Lecture 1: Course Overview and Introduction to HPC

../_images/L1-title.png Lecture 1 slides Lecture 1 panopto Lecture 1 podcast

(Originally recorded 2019-04-02)


This is the first lecture of the course and I spend the first part of it going over course mechanics and the plan for the course (essentially a review of the syllabus).

To help set context for the course I also describe how HPC is used and why it is important. A quick overview of the history of HPC hardware begins with Seymour Cray and takes us through Thomas Sterling.

HPC is about enabling scientists and/or decision-makers to solve bigger problems and to solve them faster and better. As such, hardware, software, algorithm, and problem domain are inextricably linked. The plan of the course will be guided by the hierarchical structure of today’s largest computers: single core, hierarchical memory, SIMD, multicore, GPU, and clusters. As the course follows this progression we will apply the hardware at hand to solve some problems of interest. At the same time, we will be building up a set of (high-performance) abstractions for developing solid software and introducing a small set of necessary features in the C++ programming language to realize these abstractions and the programs built with them. We will also be learning about some of the tools typically used in an HPC environment.

Course Essentials

Almost all information about, and materials for, this course will be on the coure web site, which is located at https://amath583.github.io/sp21/ . Please familiarize yourself with the course syllabus and course policies. Information on the web site is definitive and supersedes what might have been previously recorded in lecture. We will still be using the course Canvas site to broadcast announcements and for homework submission.

The course site includes links to all of the course lecture videos, PDFs of all the course slides, and all of the course assignments. It also includes additional videos and notes on selected topics. Over the course of this semester I will be augmenting the course lectures with companion notes (available on each lecture page). Contact information about the course instructional staff can be found on the course web site, along with a calendar of due dates and office hour times.

There is no required course text, but I suggest Parallel Programming Concepts and Practice by Schmidt et al and Patterns for Parallel Programming by Mattson et al as supplementary references for the course material.
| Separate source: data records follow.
PR #1027, opened 2021-05-23
Permit providing Chords to Stream constructor

### LINKED ISSUE #976: Opus objects should be sequences of appended scores.
**music21 version**

dev   

**Problem summary**

Opus objects should be documented to have Score objects follow sequentially.  Stream constructor should make the `not e.isMeasure` to also include `and not 'Score' in e.classSet`

**Steps to reproduce**

```
sc1 = corpus.parse('bwv66.6')
sc2 = stream.Score()
op = stream.Opus([sc1, sc2])
sc2.getOffsetBySite(op)
```

sc2's offset is 0.0.

sc2's offset should be the same as sc1's highestTime.

### LINKED ISSUE #1026: Providing a Chord to Stream constructor inserts each note separately
**music21 version**

`6.7.1` and master, i.e. we didn't make this worse, but we have perhaps left the impression that this is safe

https://github.com/cuthbertLab/music21/blob/e030bee3c401c45ab616949ad5c464f2d8eb8a9f/music21/stream/base.py#L163

**Problem summary**
Providing a chord to the Stream constructor without wrapping in an iterable will not insert the chord but rather insert each note.  See remarks here on "other Stream". Chords are not streams:

https://github.com/cuthbertLab/music21/blob/e030bee3c401c45ab616949ad5c464f2d8eb8a9f/music21/stream/base.py#L118-L125

**Steps to reproduce**

```
c = chord.Chord('C2 A2')
s = stream.Stream(c)
s.show('text')
```

Expected: 
{0.0} <music21.chord.Chord C2 A2>

Actual:
{0.0} <music21.note.Note C>
{0.0} <music21.note.Note A>

**Suggested fix**

We can either focus on the Stream constructor and not iterate over `givenElements` if isinstance base.Music21Object, OR we can decide if `isIterable` should return True for music21Objects:

```
>>> c = chord.Chord('A2 C2')
>>> common.isIterable(c)
True
```

jacobtylerwalls:
Fixes #1026: permit providing chords to Stream constructor

Fixes #976: append rather than insert when providing a list of Scores to stream constructor (i.e. `Opus()`)

### DIFF
--- a/music21/stream/base.py
+++ b/music21/stream/base.py
@@ -167,8 +167,8 @@ class Stream(core.StreamCoreMixin, base.Music21Object):
     >>> s.first()
     <music21.meter.TimeSignature 4/4>
 
-    New in v7 -- providing a list of objects or Measures (but not other Stream
-    subclasses such as Parts) now positions sequentially, i.e. appends:
+    New in v7 -- providing a list of objects or Measures or Scores (but not other Stream
+    subclasses such as Parts or Voices) now positions sequentially, i.e. appends:
 
     >>> s2 = stream.Measure([note.Note(), note.Note(), bar.Barline()])
     >>> s2.show('text')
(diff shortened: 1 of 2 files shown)


mscuthbert:
Looks good to me!  Probably should also make Chord return False in common.isIterable.

jacobtylerwalls:
Maybe we should leave that alone--looks like the notes setter needs it.

https://github.com/cuthbertLab/music21/blob/49cc89bb7483ed04cff0bf4959ad3a5a594a046c/music21/chord/__init__.py#L4573-L4579

mscuthbert:
Ah, you're probably right.  we'll be adding special cases somewhere -- either in the Chord notes setter or in the Stream constructor, so probably better to do it where we've already done it.

PR #1029, opened 2021-05-23
Let `asKey()` solve for mode from tonic and sharps

jacobtylerwalls:
I built this for someone, and I'm offering it back upstream. It's what I had suggested in reviewing #781.

### DIFF
--- a/music21/stream/tests.py
+++ b/music21/stream/tests.py
@@ -2220,8 +2220,8 @@ class Test(unittest.TestCase):
         s.replace(n4, n1)
         self.assertEqual([s[0], s[1]], [n3, n1])
 
-        error_msg = f'{n3} already in {s}'
-        with self.assertRaises(StreamException, msg=error_msg):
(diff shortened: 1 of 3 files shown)


music21/stream/tests.py
```diff
@@ -2220,8 +2220,8 @@ def testReplace(self):
         s.replace(n4, n1)
         self.assertEqual([s[0], s[1]], [n3, n1])
 
-        error_msg = f'{n3} already in {s}'
-        with self.assertRaises(StreamException, msg=error_msg):
+        expected = f'{n3} already in {s}'
+        with self.assertRaisesRegex(StreamException, expected):
```
mscuthbert, line 2224: Thank you for these assert changes -- I had no idea that they weren't working!

mscuthbert:
Looks great to me!

music21/stream/tests.py
jacobtylerwalls: yeah, it was my bad...

PR #1030, opened 2021-05-24
Handle `<forward>` elements without `<voice>`

jacobtylerwalls:
After #1008 I've got MuseScore files emitting dozens of warnings:
```
WARNING: Cannot put in an element with a missing voice tag when no previous voice tag was given.  Assuming voice 1... 
```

The primary computing resource that you will be using for most of the course will be your own laptop. For the last few assignments we will be using institutional resources for GPU programming and for distributed-memory (cluster) programming. The primary computing environment will be Linux or Mac OS X. If you have a Windows laptop, Linux is available with the Windows Subsystem for Linux. Instructions on how to set up and use your computing environment for this course will be part of the first assignment.
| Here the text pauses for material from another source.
PR #1031, opened 2021-05-28
New `Stream.getContextByClass()` in order to search itself at 0.0 before searching context

### LINKED ISSUE #1028: `getContextByClass()` doesn't find elements positioned in self at 0.0 by default
**Motivation**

I also strongly recommend using Visual Studio Code for all of your software development in this course.

Course Overview

The course basically follows a canonical outline for HPC, structured according to the progression of hardware from single core CPU to clusters of multicore CPUs (with a detour for GPUs). Each step along this progression emphasizes a particular technology, which has a corresponding mental model (paradigm) and a corresponding traditional means of programming. We will be using a slightly more modern approach than the typical “canon” – using C++ and its standard library rather than C and low-level primitives (cf slides 18-29).

An important part of this course will focus around sound software development practices and we will emphasize clarity and elegance rather than cleverness.

Programming in This Course

We will be using the C++ language for programming in this course as it is the language of choice for modern real-world high-performance computing. As a modern multi-paradigm programming language, C++ provides a number of high-level abstractions that allow you to solidly structure large-scale software systems. At the same time, it is a compiled language, and allows direct control of low-level performance-oriented hardware features. C++ is a huge language—we will focus on an essential slice for doing what needs to be done for this course.

Before taking this course, you should have had some experience in programming, most likely in Python or matlab. There are some important differences between C++ and these languages. Of course, the syntax differs between C++ and Python (matlab), but that is not really an important difference. All of the things you could do in Python you can do in C++ and vice versa, we just express how those things are done in slightly different ways and with slightly different idioms.

The real difference is that Python (matlab) is a dynamically-typed interpreted language, whereas C++ is a statically-typed compiled language. When you run a Python program, what happens is that there is another program, the Python interpreter that is running on your computer. That program reads in your Python program and then carries out the instructions that are in that program. At the bottom, when a program is running, that means that a CPU is fetching and executing binary-coded instructions – at a very high rate of speed. In the case of a Python program, those instructions all belong to the interpreter. It may take hundreds or even thousands of machine instructions to be executed by the CPU to carry out one Python instruction. On the other hand, when we say C++ is a compiled language, what we mean is that before we run a C++ program, we have to translate it from what we write in C++ into the actual machine instructions. When we run a C++ program, we don’t run the C++, we run the program that contains the machine instructions that we generated and the CPU executes those directly. As a result, a C++ program will be hundreds of times faster than an equivalent Python program. On the other hand, the C++ program has to be complete and it has to be completely correct before it can be compiled and executed. You can’t iteratively interact with small program fragments in C++ in the way that you can with Python or matlab.

This will all become more clear during the course. The first two assignments in particular are intended to familiarize you with programming in C++.